PR #3707, opened 2025-07-29
Add configurable streaming and embeddings support for OpenAI provider

casassg:
## Summary
Adds `OPENAI_ENABLE_STREAMING` and `OPENAI_ENABLE_EMBEDDINGS` environment variables to allow disabling streaming and embeddings functionality in the OpenAI provider. Both default to true for backward compatibility.

## Changes

- Code: Added configurable boolean fields to `OpenAiProvider` struct and updated `supports_streaming()` and `supports_embeddings()` methods
- Documentation: Updated provider configuration tables with the new optional parameters

## Use Cases

- OpenAI-compatible endpoints that don't support all features.

## Configuration 

```bash
export OPENAI_ENABLE_STREAMING=false    # Disable streaming
export OPENAI_ENABLE_EMBEDDINGS=false   # Disable embeddings
```

## Backward Compatibility
✅ No breaking changes - all existing configurations continue to work unchanged.


michaelneale:
makes sense - but what is the need for this? to try things out? compatibility or preference?

casassg:
> makes sense - but what is the need for this? to try things out? compatibility or preference?

Compatibility. Some providers may not offer streaming (due to various reasons). 

In this specific case its due to some issues w sagemaker streaming with OpenAI compatible endpoint.

DOsinga:
I think we should close this, merge https://github.com/block/goose/pull/3825 at which point we have true custom providers based on an engine and then we can add streamability etc as a feature of that json format. what do you think @casassg ?

casassg:
Fine by me, lmk if I can help test the PR using openai compatible apis

michaelneale:
thanks for this - will close this in favour of other inbound changes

#### [Exercise description]
Every entry should be output again exactly as written.

#### [Task response]
PR #3707, opened 2025-07-29
Add configurable streaming and embeddings support for OpenAI provider

casassg:
## Summary
Adds `OPENAI_ENABLE_STREAMING` and `OPENAI_ENABLE_EMBEDDINGS` environment variables to allow disabling streaming and embeddings functionality in the OpenAI provider. Both default to true for backward compatibility.

## Changes

- Code: Added configurable boolean fields to `OpenAiProvider` struct and updated `supports_streaming()` and `supports_embeddings()` methods
- Documentation: Updated provider configuration tables with the new optional parameters

## Use Cases

- OpenAI-compatible endpoints that don't support all features.

## Configuration 

```bash
export OPENAI_ENABLE_STREAMING=false    # Disable streaming
export OPENAI_ENABLE_EMBEDDINGS=false   # Disable embeddings
```

## Backward Compatibility
✅ No breaking changes - all existing configurations continue to work unchanged.


michaelneale:
makes sense - but what is the need for this? to try things out? compatibility or preference?

casassg:
> makes sense - but what is the need for this? to try things out? compatibility or preference?

Compatibility. Some providers may not offer streaming (due to various reasons). 

In this specific case its due to some issues w sagemaker streaming with OpenAI compatible endpoint.

DOsinga:
I think we should close this, merge https://github.com/block/goose/pull/3825 at which point we have true custom providers based on an engine and then we can add streamability etc as a feature of that json format. what do you think @casassg ?

casassg:
Fine by me, lmk if I can help test the PR using openai compatible apis

michaelneale:
thanks for this - will close this in favour of other inbound changes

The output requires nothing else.